Hi all,
This is an invitation to everyone to e-bird from Cheasty Blvd and greenspace King-WA. It would be great to get regular information from that hotspot onto e-bird.
Cheasty has a really nice attribute. It's the only place I've ever been in in Seattle that makes me think I'm in South America. If you find the trail that starts in just to the south of the Park's dump-yard and then wind your way north you will be overlooking a very steep dropoff over the closest thing Cheasty has to a wetland. As you look north you won't see any Aracaries or Motmots, but otherwise it has a very southern feel. Maybe the droughts have accentuated this with all the snags inside the forest and the good work done by volunteers in a restoration-effort has created dead ivy that, stripped of foliage, looks like vines in the Amazon.
Delia and I birded there, Cheasty,--not the Amazon--yesterday and found 29 species, our ebird report is at:
https://ebird.org/hotspot/L2310008
We had noted an adult Coopers Hawk on a snag inside the forest. The indefatigable and amazing Ed Deal quickly emailed us with a congratulations and informed us of this bird's parental status, how many eggs were about to hatch where and when. It seems incomprehensible for me to imagine how much organized effort it must take to be in a position to know these things--here's a kudos to Ed Deal and his associates and their ongoing Cooper's Hawk investigations.
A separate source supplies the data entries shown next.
PR #410, opened 2026-06-02
fix(notifications): batch release emails so login emails aren't starved

### LINKED ISSUE #380: Login emails delayed while bulk notification emails are being sent
## Summary

Users attempting to log in experience delayed verification emails when the system is actively sending bulk notification emails (e.g., notifications for Athens council meetings). The auth and notification email paths share a single Resend API key, and the sequential notification sending loop saturates the rate limit, starving auth emails.

## Impact
- **Affected**: Any user trying to log in while a notification batch is being released
- **Since**: Notification system launch (2025-11-27 rate-limit delay added, but the contention existed from day one)
- **Severity**: Degraded experience — login is blocked for the duration of the notification send (potentially minutes)

## Background

The platform sends emails through Resend for two distinct purposes:
1. **Auth emails** — magic-link login, sent via direct `fetch` to `https://api.resend.com/emails` in `src/auth.config.ts:39-52`
2. **Notification emails** — bulk alerts about new council meetings, sent sequentially in `src/lib/notifications/deliver.ts:28-56` with a 500ms delay between each send

Both paths use the same `RESEND_API_KEY`. Resend enforces per-key rate limits, so when one path is sending at capacity, the other is throttled.

## Root Cause

`releaseNotifications()` in `src/lib/notifications/deliver.ts` processes deliveries **one at a time in a loop**, with an explicit 500ms sleep between sends (line 49). For a city like Athens with many subscribers, this loop can run for minutes, continuously consuming the shared Resend rate limit.

Meanwhile, auth emails hit the same API key. When the rate limit is exhausted by notification sends, Resend throttles or queues auth requests, causing login email delays.

The 500ms delay was introduced in `b8f84452` (2025-11-27) as a quick fix to avoid hitting Resend rate limits during notification sends. A `sendEmailBatch()` function was later added in `252e6e82` (2026-04-29) for the product-update feature, which sends up to 100 emails per API call — but `releaseNotifications()` was never updated to use it.

<details>
<summary>

## Evidence

</summary>

**Observed in production** (2026-05-25): Login email delayed while Athens notification batch was being sent (reported by kouloumos in Discord).

**Code path — notifications** (`src/lib/notifications/deliver.ts:28-56`):
- Sequential loop over deliveries
- Line 49: `await new Promise(resolve => setTimeout(resolve, 500));` — 500ms forced delay
- Each email sent individually via `sendEmail()` → `resend.emails.send()`

**Code path — auth** (`src/auth.config.ts:39-52`):
- Direct `fetch` to `https://api.resend.com/emails`
- No queue, no retry, no priority mechanism

**Shared resource**: Both use `env.RESEND_API_KEY` — single rate limit pool at Resend's end.

**Batch capability exists but unused by notifications**:
- `src/lib/email/resend.ts:139-222` — `sendEmailBatch()` supports up to 100 emails per call
- Currently only used by `src/lib/email/productUpdate.ts`

</details>

## Fix Options

| # | Approach | Effort | Addresses |
|---|----------|--------|-----------|
| 1 | Migrate `releaseNotifications()` to use `sendEmailBatch()` | Low | Cause — reduces API calls by ~100x, freeing rate limit headroom for auth emails |
| 2 | Separate Resend API keys for auth vs notifications | Low | Cause — isolates rate limit pools entirely |
| 3 | Priority queue with auth emails taking precedence | High | Symptom — auth emails skip ahead but rate limit is still shared |

Option 1 is the lowest-effort fix since `sendEmailBatch()` already exists and is proven in the product-update flow. Option 2 could complement it for full isolation.

<details>
<summary>

## Investigation Trail

</summary>

1. Observed login email delay during Athens notification send (Discord report, 2026-05-25)
2. Checked auth email path — direct fetch to Resend API in `src/auth.config.ts`, no queuing
3. Checked notification path — sequential loop with 500ms delay in `src/lib/notifications/deliver.ts`
4. Confirmed both paths use the same `RESEND_API_KEY` via `src/env.mjs`
5. Found `sendEmailBatch()` in `src/lib/email/resend.ts` — supports 100 emails/call, but only used by product updates
6. Checked git history: batch function introduced in `252e6e82` (2026-04-29) for product updates; notification code predates it and was never updated
7. The 500ms delay (`b8f84452`, 2025-11-27) was a rate-limit workaround — batch sending would eliminate the need for it

</details>

angelospk:
Closes #380

## Description

Magic-link login emails and bulk notification emails share one Resend API key. `releaseNotifications()` sent notifications one at a time with a 500ms gap between each, which saturated Resend's per-key rate limit for minutes during a release and left login emails waiting in line behind them.

This moves the email path to Resend's batch endpoint (`sendEmailBatch`, up to 100 per call), so a release of N emails takes a handful of API calls instead of N sequential sends. The auth path no longer gets starved.

Bird (SMS/WhatsApp) messages keep the 500ms-per-message spacing. Bird has no batch endpoint, and its rate-limit concern is a separate problem.

## Changes Made

- `src/lib/notifications/deliver.ts`:
  - Partition pending deliveries into email vs message up front.
  - Emails are chunked into batches of 100 and sent via `sendEmailBatch`, replacing the old per-recipient loop with its 500ms delay.
  - Split the old `sendEmailDelivery` into a pure `buildEmailPayload` (subject/html/to) plus the per-delivery status writes, so a batch response can be mapped back to individual delivery rows.
  - Failure attribution is by delivery slot rather than by email address. When two deliveries go to the same recipient and Resend lists that address once in `failedTos`, a small failure budget marks only one row failed instead of both.
  - Deterministic idempotency key per batch (from the sorted delivery ids) so replaying the same set doesn't double-send.
  - The `Release complete: X emails, Y messages, Z failed` log line stays.
- `src/lib/notifications/__tests__/deliver.test.ts`: new unit tests for the batching path.

## Testing

I don't have Resend credentials, so I couldn't run the full UI-to-inbox release flow locally. Instead I covered the change with unit tests against a mocked `sendEmailBatch`:

- single batch when count is 100 or fewer, with no per-email delay
- chunking into batches of 100
- per-recipient failures mapped back from the batch response
- deliveries missing email/title/body marked failed before the batch send
- deterministic idempotency key for the same delivery set
- batch call skipped entirely when there are no email deliveries
- the duplicate-recipient case: two deliveries on the same address, one failure marks only one row

All 7 pass. `npx tsc --noEmit` is clean and the existing notification tests still pass.

A reviewer with Resend access can confirm the end-to-end behaviour: trigger a release of 100 or more pending email deliveries, watch the Resend logs for about N/100 batch calls instead of a per-email loop, then request a magic-link sign-in a second or two into the release. It should arrive within seconds rather than waiting for the release to drain.

Splitting auth and notification traffic onto separate Resend keys (`RESEND_AUTH_API_KEY`) would give full isolation, but that's a possible follow-up and out of scope here.

<h3>Greptile Summary</h3>

The PR batches notification emails through Resend while retaining sequential pacing for Bird messages, reducing contention with authentication emails.
- Sends email deliveries in chunks of 100 with deterministic idempotency keys.
- Adds 500 ms pacing between successive Resend batch calls.
- Maps provider failures back to individual delivery rows using occurrence-counted recipient failures.
- Adds regression coverage for batching, invalid payloads, idempotency, and duplicate-recipient failure handling.

The PR appears safe to merge.

No blocking failure remains; both previously reported issues are addressed by inter-batch pacing and explicit duplicate-recipient whole-batch regression coverage.

| Filename | Overview |
|----------|----------|
| src/lib/notifications/deliver.ts | Implements paced Resend batching, deterministic idempotency, validation, and per-delivery status attribution; the previously reported missing inter-batch delay is resolved. |
| src/lib/notifications/__tests__/deliver.test.ts | Adds focused batching tests, including the previously requested whole-batch duplicate-recipient failure case. |

<sub>Reviews (6): Last reviewed commit: ["fix(notifications): correct failure attr..."](https://github.com/schemalabz/opencouncil/commit/10167ea815020cd56b077da58a821034ce5fea21) | [Re-trigger Greptile](https://app.greptile.com/api/retrigger?id=35166866)</sub>

### DIFF
--- a/src/lib/notifications/deliver.ts
+++ b/src/lib/notifications/deliver.ts
@@ -1,6 +1,7 @@
 "use server";
 
-import { sendEmail } from '@/lib/email/resend';
+import { createHash } from 'crypto';
+import { sendEmailBatch } from '@/lib/email/resend';
 import { getPendingDeliveries, updateDeliveryStatus } from '@/lib/db/notifications';
 import {
     createOrUpdateConversation,
@@ -9,8 +10,32 @@ import {
 import { sendAndPersistOutbound } from './outbound';
 import { env } from '@/env.mjs';
 
+const FROM_ADDRESS = 'OpenCouncil <notifications@opencouncil.gr>';
+const EMAIL_BATCH_SIZE = 100;
+const MESSAGE_DELAY_MS = 500;
+// Space successive batch calls so a multi-batch release stays under Resend's
+// per-key request rate limit. A 429 maps the whole chunk to failedTos, which
+// would drop ~100 notifications at once, so this is cheap insurance.
+const BATCH_DELAY_MS = 500;
+
+interface EmailPayload {
+    from: string;
+    to: string;
+    subject: string;
+    html: string;
+}
+
 /**
- * Release notifications by sending all pending deliveries
+ * Release notifications by sending all pending deliveries.
+ *
+ * Emails go through Resend's batch endpoint in chunks of 100, so a release of
+ * thousands of recipients consumes only a handful of API calls instead of
+ * thousands of sequential per-recipient sends with 500ms gaps. That sequential
+ * loop used to saturate the Resend rate limit for our shared API key, starving
+ * auth magic-link emails for minutes — see issue #380.
+ *
+ * Bird (WhatsApp/SMS) messages still go one-at-a-time with a 500ms gap; their
+ * API doesn't expose a batch endpoint and the rate concern there is separate.
  */
 export async function releaseNotifications(notificationIds: string[]): Promise<{
     success: boolean;
@@ -28,34 +53,32 @@ export async function releaseNotifications(notificationIds: string[]): Promise<{
 
         console.log(`Releasing ${pendingDeliveries.length} pending deliveries for ${notificationIds.length} notifications`);
 
-        // Process each delivery
-        for (const delivery of pendingDeliveries) {
+        // Partition by medium up front so emails can be batched and messages
+        // can keep their per-delivery loop.
+        const emailDeliveries = pendingDeliveries.filter((d: any) => d.medium === 'email');
+        const messageDeliveries = pendingDeliveries.filter((d: any) => d.medium === 'message');
+
+        // ---- Emails: batch send via Resend ----
+        const emailResult = await sendEmailDeliveriesBatched(emailDeliveries);
+        emailsSent += emailResult.sent;
+        failed += emailResult.failed;
+
+        // ---- Messages: sequential with rate-limit delay (unchanged) ----
+        for (const delivery of messageDeliveries) {
             try {
-                if (delivery.medium === 'email') {
-                    const result = await sendEmailDelivery(delivery);
-                    if (result) {
-                        emailsSent++;
-                    } else {
-                        failed++;
-                    }
-                } else if (delivery.medium === 'message') {
-                    const result = await sendMessageDelivery(delivery);
-                    if (result) {
-                        messagesSent++;
-                    } else {
-                        failed++;
-                    }
+                const result = await sendMessageDelivery(delivery);
+                if (result) {
+                    messagesSent++;
+                } else {
+                    failed++;
                 }
-
-                // Add a small delay to avoid rate limiting
-                // 500ms delay allows for ~2 requests per second, which is a safe limit for most services
-                await new Promise(resolve => setTimeout(resolve, 500));
-
             } catch (error) {
                 console.error(`Error sending delivery ${delivery.id}:`, error);
                 await updateDeliveryStatus(delivery.id, 'failed');
                 failed++;
             }
+            // Keep the 500ms spacing for Bird/SMS — only emails moved to batch.
+            await new Promise(resolve => setTimeout(resolve, MESSAGE_DELAY_MS));
         }
 
         console.log(`Release complete: ${emailsSent} emails, ${messagesSent} messages, ${failed} failed`);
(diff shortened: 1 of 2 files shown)


angelospk:
Both addressed.

The first one (no delay between successive batch calls): I added a 500ms pause between batch sends, just not before the first or after the last. A large release used to fire every chunk back-to-back, so a single 429 on Resend's per-key request limit would have failed a whole 100-email chunk at once. The pause keeps multi-batch releases under that limit and still costs a fraction of the old per-email loop.

The second one (duplicate recipient on a whole-batch failure): good catch, that was a real gap in the tests. There's now a case where the entire batch fails and `failedTos` lists the same address twice, asserting that both delivery rows get marked failed. The earlier "only one of the two fails" case is still there, so the failure-budget logic is pinned from both sides.

8/8 unit tests pass and `tsc --noEmit` is clean.

src/lib/notifications/deliver.ts
```diff
@@ -85,37 +112,102 @@ export async function releaseNotifications(notificationIds: string[]): Promise<{
...
+                await updateDeliveryStatus(delivery.id, 'failed');
+                console.error(`Failed to send email to ${payload.to}`);
+                failed++;
+            } else {
+                await updateDeliveryStatus(delivery.id, 'sent');
+                sent++;
+            }
+        }
+
+        if (!result.success) {
```
kouloumos: This is where the batch blast radius bites, and I think it is worth a small change before merge.

`sendEmailBatch` returns two very different kinds of failure in the same shape:

- **per-recipient** — permissive mode `errors[]`, so `failedTos` holds only the addresses Resend actually rejected, and `error` is **not** set.
- **transport-level** — a non-2xx (429, 5xx) or a thrown network error, where `failedTos` is **every address in the chunk** and `error` **is** set (`resend.ts:189-196`, and the `catch` at 212).

The loop above treats them identically, so one 429 marks up to 100 deliveries `failed`.

That is terminal. `getPendingDeliveries` selects `status: 'pending'` only, so a re-run will skip them, and there is no other retry path in the codebase. Before this change a transient blip cost one notification; now it costs the whole chunk.

Your `BATCH_DELAY_MS` comment says exactly this and calls the delay cheap insurance. It is — but it lowers the probability without changing the cost.

Since `error` is set only in the transport case, distinguishing them is easy:

```suggestion
        if (result.error) {
            // Transport-level failure (429, 5xx, network): every address in the
            // chunk is in failedTos, but none was individually rejected. Leave
            // these deliveries 'pending' so a re-run retries them — marking them
            // 'failed' is terminal, because getPendingDeliveries only selects
            // 'pending' and nothing else re-sends a failed delivery.
            console.error(`Notification email batch failed at transport level:`, result.error);
        } else if (!result.success) {
            console.error(`Notification email batch had per-recipient failures:`, result.failedTos);
        }
```

The suggestion above only fixes the logging. To make it real, the per-delivery loop needs to skip the status write in the transport case — happy to leave the shape of that to you, or to take it as it is if you would rather land the speedup now and treat retries as a separate issue. Either way I would like the two cases distinguished, because right now they are silently the same.

src/lib/notifications/deliver.ts
```diff
@@ -85,37 +112,102 @@ export async function releaseNotifications(notificationIds: string[]): Promise<{
...
+        const payloads = chunk.map((p) => p.payload);
+        const idempotencyKey = makeBatchIdempotencyKey(chunk.map((p) => p.delivery.id));
+
+        const result = await sendEmailBatch(payloads, { idempotencyKey });
+
+        // Resend reports failures as a list of `to` addresses (count == #fails).
+        // If two deliveries target the same address and only one fails, the
+        // address appears once. Consume the list as a multiset so we mark the
+        // right number of rows failed instead of every match.
+        const failureBudget = new Map<string, number>();
```
kouloumos: This is the part of the PR I would point at if someone asked whether it was carefully done.

Resend reports failures as addresses, not indices into your input, so two deliveries to the same address with one failure would naively mark both failed. Treating `failedTos` as a multiset with a per-address budget is correct, and you wrote the two tests that pin it.

No change requested. Recording it because it is the kind of detail that usually only shows up later as a bug report.

PR #418, opened 2026-06-04
feat(meetings): redirect YouTube meeting links to OpenCouncil via URL prefix

### LINKED ISSUE #342: Redirect YouTube meeting links to OpenCouncil via URL prefix
### Concept

When people share council meeting videos, they typically share the YouTube link — often with a timestamp. We should provide a way for users to transform that YouTube URL into an OpenCouncil URL that takes them to the corresponding meeting page at the right point in the transcript/video.

This follows the pattern used by services like 12ft.io or github1s.com, where prefixing or modifying a URL redirects you through a different platform. For example, someone could take `youtube.com/watch?v=xxx&t=1234` and turn it into something that lands them on the OpenCouncil meeting page with the video positioned at that timestamp.

This makes OpenCouncil the natural destination for anyone discussing council meetings online, even when the starting point is a YouTube link.

### User Story

As a citizen who encounters a YouTube link to a council meeting (e.g. shared on social media or in a group chat), I want to easily get to the OpenCouncil page for that meeting at the same timestamp, so that I can access the transcript, agenda context, and other structured information around that moment.

### Context

- Meetings already store their YouTube video URL in the database, so matching an incoming YouTube link to a meeting is feasible.
- `src/lib/utils/youtube.ts` already handles parsing and validating multiple YouTube URL formats (watch, live, shorts, youtu.be).
- YouTube timestamps (`&t=` parameter) should be extracted and used to position the user at the corresponding point in the meeting.
- The exact URL prefix/redirect mechanism is open to implementation — could be a route on the main domain, a subdomain, or another approach.

angelospk:
Closes #342

## What & why

When someone shares a council meeting video, they share the YouTube link, usually with a timestamp. There was no way to turn that link into the OpenCouncil page for the same meeting at the same point.

This adds a 12ft.io / github1s.com-style prefix: put `opencouncil.gr/yt/` in front of any YouTube meeting link and you get a 307 redirect to the matching meeting transcript, with the timestamp preserved.

```
opencouncil.gr/yt/https://www.youtube.com/watch?v=abc123&t=90
  -> /<cityId>/<meetingId>/transcript?t=90
```

Meetings already store their raw `youtubeUrl`, so matching is a lookup by video id. The implementation follows the existing `/qr/[code]` route handler (DB lookup + redirect, i18n bypass in middleware) and the `/api/utterance/[utteranceId]` redirect (the transcript `?t=` deep-link format).

## Changes

- `src/lib/utils/youtube.ts`: `extractYouTubeVideoId(url)` pulls the video id via the existing `YOUTUBE_URL_REGEX` capture group. `extractYouTubeTimestamp(url)` parses the `t`/`start` param, supporting plain seconds (`90`, `90s`) and `1h2m3s` notation, and returns null otherwise.
- `src/lib/db/meetings.ts`: `findCouncilMeetingByYouTubeVideoId(videoId)` does a `findFirst` over released meetings whose `youtubeUrl` contains the id, most-recent-first, and returns `{ cityId, id } | null`.
- `src/app/yt/[...rest]/route.ts` (new): catch-all handler. It recovers the full embedded YouTube URL from `request.url` so the embedded `?v=…&t=…` query survives, tolerates percent-encoded links, validates with `isValidYouTubeUrl`, looks up the meeting, and 307s to `/<cityId>/<meetingId>/transcript[?t=<seconds>]`. Returns 404 when the link isn't a valid YouTube URL or no meeting matches, and redirects to `/` when the target is empty.
- `src/middleware.ts`: adds `yt\/` to the i18n bypass regex (next to `qr\/`) so the handler runs without locale-prefix injection.
- `src/lib/utils/__tests__/youtube.test.ts` (new): 25 unit tests for the validator and the two parsers.

## Testing

- `npx tsc --noEmit`: clean.
- `npm test -- src/lib/utils/__tests__/youtube.test.ts`: 25/25 pass.
- Full `npm run build` not run (scoped, additive change).
- Manual QA plan in `plans/qa/issue-342-qa.md`: valid link to correct meeting, timestamp notations, alternate URL formats, unknown link to 404, invalid URL to 404, URL-encoding edge cases, i18n bypass.

## Risks / Notes

- Released-only: the lookup filters `released: true`, so an unreleased meeting's video id won't leak its page.
- No proxying: the handler only redirects to internal pages. It never fetches or proxies YouTube content.
- Multiple matches: when several meetings share a video (re-uploads), the most recent one (`dateTime desc`) wins.
- Base URL: redirects are built against `NEXTAUTH_URL`, so PR previews work. No `NEXT_PUBLIC_*` baked-in URL.
- No DB index on `CouncilMeeting.youtubeUrl`. The `contains` lookup is a substring scan, fine at current volume (<10k meetings). A functional index can be added later if needed.
- Deferred (optional in the plan): no homepage/footer "paste a YouTube link" form and no separate `?url=` endpoint. The prefix route is the single entry point for v1.

<h3>Greptile Summary</h3>

This follow-up adds a prefix route that resolves shared YouTube links to released OpenCouncil meeting transcripts while preserving bounded timestamps.
- Adds the `/yt/` redirect handler and bypasses locale rewriting for that route.
- Resolves meetings by validated 11-character YouTube video IDs and verifies database candidates by parsing their stored URLs.
- Adds timestamp parsing, a 24-hour upper bound, and tests covering supported URL shapes and prior false-positive cases.

The PR appears safe to merge.

No blocking failure remains; the current implementation fixes the previously reported short-ID, substring-match, and oversized-timestamp cases.

| Filename | Overview |
|----------|----------|
| src/app/yt/[...rest]/route.ts | Adds the public YouTube-prefix redirect flow with URL validation, released-meeting lookup, and timestamp preservation. |
| src/lib/db/meetings.ts | The revised lookup validates exact-length IDs and post-parses candidates, resolving the previously reported short-ID and substring false matches. |
| src/lib/utils/youtube.ts | Adds exact video-ID comparison and bounded timestamp parsing; the previously reported oversized timestamp is rejected. |
| src/lib/utils/__tests__/youtube.test.ts | Covers supported URL formats, exact candidate matching, false-positive exclusions, and timestamp bounds. |
| src/proxy.ts | Excludes `/yt/` from application locale and script routing so the direct route handler can resolve it. |

<sub>Reviews (5): Last reviewed commit: ["fix(meetings): verify the stored YouTube..."](https://github.com/schemalabz/opencouncil/commit/1c054375b559be00c1d760fd002dec175b9c0386) | [Re-trigger Greptile](https://app.greptile.com/api/retrigger?id=35612134)</sub>

### DIFF
--- a/src/app/yt/[...rest]/route.ts
+++ b/src/app/yt/[...rest]/route.ts
@@ -1,0 +1,71 @@
+import { NextRequest, NextResponse } from 'next/server';
+import { env } from '@/env.mjs';
+import { findCouncilMeetingByYouTubeVideoId } from '@/lib/db/meetings';
+import {
+    isValidYouTubeUrl,
+    extractYouTubeVideoId,
+    extractYouTubeTimestamp,
+} from '@/lib/utils/youtube';
+
+/**
+ * URL-prefix redirect: prepend `opencouncil.gr/yt/` to any YouTube meeting link
+ * to land on the corresponding OpenCouncil meeting transcript at the same
+ * timestamp (12ft.io / github1s.com style).
+ *
+ * Example:
+ *   /yt/https://www.youtube.com/watch?v=abc123&t=90
+ *     -> /<cityId>/<meetingId>/transcript?t=90
+ *
+ * The embedded YouTube URL keeps its own query string (?v=…&t=…). A catch-all
+ * segment only captures the path, so we recover the full URL from request.url.
+ */
+export async function GET(request: NextRequest) {
+    try {
+        // Recover everything after the literal "/yt/" prefix, including the
+        // embedded YouTube URL's query string.
+        const marker = '/yt/';
+        const markerIndex = request.url.indexOf(marker);
+        if (markerIndex === -1) {
+            return NextResponse.redirect(new URL('/', env.NEXTAUTH_URL));
+        }
+
+        const rawTarget = request.url.slice(markerIndex + marker.length);
+        if (!rawTarget) {
+            return NextResponse.redirect(new URL('/', env.NEXTAUTH_URL));
+        }
+
+        // Tolerate links that were URL-encoded when prefixed.
+        let youtubeUrl = rawTarget;
+        if (!/^https?:\/\//i.test(youtubeUrl)) {
+            try {
+                youtubeUrl = decodeURIComponent(rawTarget);
+            } catch {
+                youtubeUrl = rawTarget;
+            }
+        }
+
+        if (!isValidYouTubeUrl(youtubeUrl)) {
+            return new NextResponse('Not a valid YouTube URL', { status: 404 });
+        }
+
+        const videoId = extractYouTubeVideoId(youtubeUrl);
+        if (!videoId) {
+            return new NextResponse('Could not extract YouTube video id', { status: 404 });
+        }
+
+        const meeting = await findCouncilMeetingByYouTubeVideoId(videoId);
+        if (!meeting) {
+            return new NextResponse('No OpenCouncil meeting found for this YouTube link', {
+                status: 404,
+            });
+        }
+
+        const timestamp = extractYouTubeTimestamp(youtubeUrl);
+        const target = `/${meeting.cityId}/${meeting.id}/transcript${timestamp != null ? `?t=${timestamp}` : ''}`;
+
+        return NextResponse.redirect(new URL(target, env.NEXTAUTH_URL));
+    } catch (error) {
+        console.error('Error redirecting YouTube link:', error);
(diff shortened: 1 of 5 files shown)


angelospk:
Pushed 25da998 to address the review notes on the video-ID lookup.

`findCouncilMeetingByYouTubeVideoId` now checks the 11-char base64url format before it queries, so a crafted single-char ID can no longer substring-match nearly every stored meeting. The lookup is also anchored to `v=<id>` and `/<id>`, which keeps an ID that only shows up inside a playlist param from resolving to the wrong meeting. And timestamp parsing is capped at 24h so an oversized `t=` value can't seek the player somewhere nonsensical.

Added three tests around the 24h boundary and out-of-range values. 28/28 pass, tsc clean.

Another thing about Cheasty is it reminds me of the good old days when Dave Hutchison had the Flora and Fauna Bookstore in Pioneer Square. He didn't recollect this last time I talked to him but in the 80s he did Important-Bird-Area canvassing there and I remember him telling me how impressed he was with the birds, (at the time I didn't know where it was). He specifically mentioned Black-headed Grosbeak. Next time Dave has books at a WOS meeting, make sure to buy one, what an asset he's been over the years!
But yesterday Delia and I did not hear any sign of Black-headed Grosbeak, and I wonder if they are in a decline pattern, or hopefully we weren't listening very well. Hirundines are past the point of being in decline, we did not see any of what used to be regular foraging swallows overflying the Cheasty canopy. That's in keeping with what appears to this casual observer to be an almost complete Hirundine collapse in Seattle. But to my surprise a night earlier, Delia and I had been walking in Jefferson Park, a stone's throw from Cheasty, and there were good numbers of both Barn Swallows and Violet-greens flying grid patterns over the meadow in numbers that would have seemed completely normal in the 1970s--were we in some wonderful avian Twilight Zone? Or was it Swallow-Brigadoon? I was beside myself with joy, but now I'm afraid to go back there.
In one last comment it was good to see continued Olive-sided Flycatcher presence at Cheasty, and have a good density of Pacific-slope Flycatchers. (We've missed Wilson's Warblers the last two years).
Thanks to the Moderator for not cutting me off here,
Best wishes,
Ed Newbold
ednewbold1 at yahool.com Beacon Hill Seattle (a long way from Cheasty!)